Problem statement
Report each line of the entries below that has the word "think" in it.

(Saved data entries)
════════
PR #586, opened 2023-07-31
Add support for XpubOnly keys

sanket1729:
This allows users to directly operate on extended keys without always having to match on `DescriptorPublicKey` enum. This is quick hack PR, just looking for superficial feedback if this addresses issues by @quad. 

 All the APis that were supported on `DescirptorPublicKey`are now also exported via `XPubOnlyDescriptor` (I am not happy names I chose in the PR).
 
 Overall, 
  - [] There is some code duplication in the last commit that I want to address later. 
  - [] I am not happy with the names for exported descriiptors in lib.rs.

### DIFF
--- a/src/descriptor/descriptor_impl.rs
+++ b/src/descriptor/descriptor_impl.rs
@@ -2,6 +2,7 @@
 //! Contains common APIs for specific types of keys like `DescriptorPublicKey`,
 //! `DefinitePublicKey` and more.
 
+use core::convert::Infallible;
 use core::ops::Range;
 use core::str::{self, FromStr};
 
@@ -13,7 +14,7 @@ use crate::descriptor::DescriptorSecretKey;
 use crate::prelude::*;
 use crate::{
     hash256, DefiniteDescriptorKey, Descriptor, DescriptorPublicKey, Error, ForEachKey,
-    TranslatePk, Translator,
+    MsDescriptor, MsDescriptorXPubOnly, TranslatePk, Translator, XPubOnly,
 };
 
 /// Alias type for a map of public key to secret key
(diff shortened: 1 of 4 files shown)


quad:
… I guess this works? It adds yet another type. It'll mean that for now and into the future the methods need to be manually copied across. 🤷

sanket1729:
> It adds yet another type. 

My understanding is that most wallet developers will only use this type `MsDescriptorXPubOnly`. That way they get to use all the descriptor APIs (not only `DescriptorPublicKey` ones, but all `MiniscriptKey` ones) without having to deal with unwrap/err cases for Multi or SinglePub. 

> … I guess this works? It adds yet another type. It'll mean that for now and into the future the methods need to be manually copied across. shrug

I understand that replicating methods instead of implementing a unifying trait might seem contrived. We've succumbed to the allure of grouping similar-looking elements within traits. However, amalgamating two distinct entities to alter the trait signature into a Result would compel users to manage errors in methods that consistently yield Ok(). Alternatively, this approach might result in methods exclusively returning errors.

W.r.t to forgetting things, the `DescriptorPublicKey` enum contains the XPub, so we won't forget to add methods if add methods to `DescriptorPublicKey` type. 

Perhaps, @danielabrozzoni also has some comments for this one.

danielabrozzoni:
I'm not confident enough with the project structure to give suggestions about how to implement this, but I think that having a xpub only descriptor would be really useful for most users - but I'm not sure how useful this would be for bdk, as I don't think we'll ever drop support for single key descriptors.
We actually have a quite similar situation in bdk with multixpub descriptors, as at the moment we just deny them (https://github.com/bitcoindevkit/bdk/pull/1023/commits/792b39fa92bfa1218a33bd6ded257fc105aec67c), and in the future we plan to support multixpub by just translating them to a vector of xpub descriptors, as it seems easier to implement on our side, and seems to fit better the bdk architecture.

PR #933, opened 2026-04-30
doc: Add some high level notes about rust-miniscript design

tcharding:
Add a file to `doc/` giving some high level notes about the design of the repo. This is Sanket's work picked up from #603.


tcharding:
The only changes to the original PR are the review suggestions I made back then. cc @sanket1729 just FYI.

trevarj:
Nice. Would like to see one bullet describing the `Miniscript` type and another bullet describing the `Descriptor` type. Maybe another bullet on how they relate?

tcharding:
Fair. Will require some thought if I'm to write those.

apoelstra:
I don't think we want to foreground the two types of policies. We should definitely cover `Descriptor` and `Miniscript` and their relationship. We should also talk about Taproot and maybe the other kinds of descriptors (and why e.g. `Descriptor::address` returns a `Result`).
════════
Exercise solution
I'm not confident enough with the project structure to give suggestions about how to implement this, but I think that having a xpub only descriptor would be really useful for most users - but I'm not sure how useful this would be for bdk, as I don't think we'll ever drop support for single key descriptors.
I don't think we want to foreground the two types of policies. We should definitely cover `Descriptor` and `Miniscript` and their relationship. We should also talk about Taproot and maybe the other kinds of descriptors (and why e.g. `Descriptor::address` returns a `Result`).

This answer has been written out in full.